[Collected data]
####################

PR #104, opened 2015-05-01
Convert MonadAWS from a constraint alias to a full typeclass

ryantrinkle:
The changes I've made in this patch are designed to be as minimal and backwards-compatible as possible.  If you're willing to make a more breaking change, it might be preferable to change AWST to *not* derive its MonadReader instances and such, and instead pass them through from below.  This would break any outstanding code that relied on those instances, though.

### DIFF
--- a/amazonka/src/Control/Monad/Trans/AWS.hs
+++ b/amazonka/src/Control/Monad/Trans/AWS.hs
@@ -6,6 +6,7 @@
 {-# LANGUAGE RankNTypes                 #-}
 {-# LANGUAGE TupleSections              #-}
 {-# LANGUAGE TypeFamilies               #-}
+{-# LANGUAGE DefaultSignatures          #-}
 
 -- This is required due to the MonadBaseControl instance.
 {-# LANGUAGE UndecidableInstances       #-}
@@ -132,17 +133,6 @@ type Error = ServiceError String
 -- | A convenient alias for 'AWST' 'IO'.
 type AWS = AWST IO
 
--- | Provides an alias for shortening type signatures if preferred.
---
--- /Note:/ requires the @ConstraintKinds@ extension.
-type MonadAWS m =
-    ( MonadBaseControl IO m
-    , MonadCatch m
-    , MonadResource m
-    , MonadError Error m
-    , MonadReader Env m
-    )
-
 -- | The transformer. This satisfies all of the constraints that the functions
 -- in this module require, such as providing 'MonadResource' instances,
 -- and keeping track of the 'Env' environment.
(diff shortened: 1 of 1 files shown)


brendanhay:
Thanks @ryantrinkle.

I'm going to sit on this for a little bit, while some other issues are ironed out - is it a problem for you if it's not uploaded to Hackage?

ryantrinkle:
Not at all.  I use Nix, so sitting on a fork, even for a protracted period, is pretty easy.  However, it would be great to get your feedback on the basic approach as soon as you can offer it - I'd rather not depend on this change if you decide to go in a different direction.

brendanhay:
Hi @ryantrinkle. Apologies for taking so long. I've recently explored an alternative to the current transformer interface based on feedback from some other users. The result is a specialisable constraint based approach without actually providing a transformer proper. I think this would have solved your original problem - can you take a look and let me know if it looks usable for you? It's not final, I'll keep working on it for a bit, but please let me know any feedback when you get a chance.

As an example, given a custom application `MyApp` with it's own environment type, error type, and base Monad:

```haskell
-- The requirements for this to fulfill the constraints are that it can specialise to:
--
-- (MonadReader r m, AWSEnv r) -- For some reader with environment 'r', a lens exists
--   to obtain the AWS specific Env out of 'r'.
--
-- (MonadError  e m, AWSEnv e) -- For some error 'e', a prism exists to obtain the
--   AWS specific Error out of 'e'.
--
newtype MyApp a = MyApp
    { unApp :: ExceptT MyErr (ReaderT MyEnv (ResourceT IO)) a
    } deriving ( Functor
               , Applicative
               , Monad
               , MonadIO
               , MonadThrow
               , MonadBase IO
               , MonadCatch
               , MonadError  MyErr
               , MonadReader MyEnv
               , MonadResource
               )

runApp :: MyEnv -> MyApp a -> IO (Either MyErr a)
runApp e m = runResourceT $ runReaderT (runExceptT (unApp m)) e

-- A custom application environment for whatever Monad stack you're using.
data MyEnv = MyEnv
    { _config :: Int
      -- This is the actual Network.AWS.Env configuration.
    , _env    :: Env
    }

-- This class adds a lens pointing to the Network.AWS.Env in the user's
-- custom MyEnv type.
instance AWSEnv MyEnv where
    env f s = f (_env s) <&> \a -> s { _env = a }

-- A custom error for whatever application, containing a single constructor
-- that wraps the AWS errors.
data MyErr where
    EndpointDisabled :: MyErr
    EndpointNotFound :: Text  -> MyErr
    NoEndpointArn    :: MyErr
    NoToken          :: Text  -> MyErr
    ReadError        :: Text  -> String -> MyErr
    InvalidArn       :: Text  -> String -> MyErr
    -- The actual Network.AWS.Types.Error is embedded here:
    GeneralError     :: Error -> MyErr

-- This class adds a prism to point to the Network.AWS.Types.Error
-- in the user's custom MyErr type.
instance AWSError MyErr where
    _Error = prism
        GeneralError
        (\case GeneralError e -> Right e
               x              -> Left  x)

-- Control.Monad.Error.Lens can be used to catch AWS specific errors
catching _ServiceError $ MyApp (send Bar)
  :: (ServiceError -> MyApp Bar) -> MyApp Bar
```

The initial constraint based code is in the `feature/ast` branch, here: [Control.Monad.Trans.AWS](https://github.com/brendanhay/amazonka/blob/fa87a87eef0cbe865732158a9e5f9ef9c57801ae/amazonka/src/Control/Monad/Trans/AWS.hs#L141).

proger:
Guys I don't really understand the wins from converting to a proper typeclass, could you help me out please?

brendanhay:
You will have to elaborate on what you mean by a 'proper typeclass'. Are you referring to something like `MonadSnap` and a mechanism like `liftSnap`?

The original issue was people using `ExceptT` for their own error handling with a custom type, which conflicts with the `MonadError ServiceError` instance for `AWST` due to the functional dependency, and the subsequent `newtype` wrapping / lifting. (Similarly for `MonadReader Env`.) Or alternatively having to rebuild similar functionality from scratch using `Network.AWS` so it embeds nicely in your own stack.

The above code I shared is simply a variant which does away with a `newtype` for the `AWST` instance and instead denotes constraints on the various functions in the `Control.Monad.Trans.AWS` module.

These constraints specialise in the simplest case to [`ExceptT Error (ReaderT Env (ResourceT IO)`](https://github.com/brendanhay/amazonka/blob/fa87a87eef0cbe865732158a9e5f9ef9c57801ae/amazonka/src/Control/Monad/Trans/AWS.hs#L105), and in the most general case to:

```
    ( MonadResource   m
    , MonadReader   r m
    , MonadError    e m
    , AWSEnv        r
    , AWSError      e
    )
```

This means rather than having to provide all possible permutations of `mtl` styled classes (and potentially incur other dependencies), whatever instances exist for `MonadReader r m` and `MonadError e m` can be used, as long as you provide a `Lens r` and a `Prism e` to obtain/wrap `Env` and `Error` respectively.

It also ensures the functions in that module compose with whatever your application stack might be, given it fulfills those preceding constraints, and you don't have to use `lift` or another specialised variant.

Does that make sense, do you have an alternative suggestion?

brendanhay:
`develop` now contains a modified `AWS` + `AWST` similar to the approach I outlined above which should be sufficient to solve the above issues. You can find the pre-release documentation [here](http://www.brendanhay.nz/amazonka-doc/amazonka/index.html).

The changes will stew in `develop` for a while, so please check them out and let me know any feedback so I can incorporate it pre `1.0`.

####################

> **The problem**:
How many of the lines above include the word "MyEnv"? Only the number should be given.

> **Reply to the exercise**:
6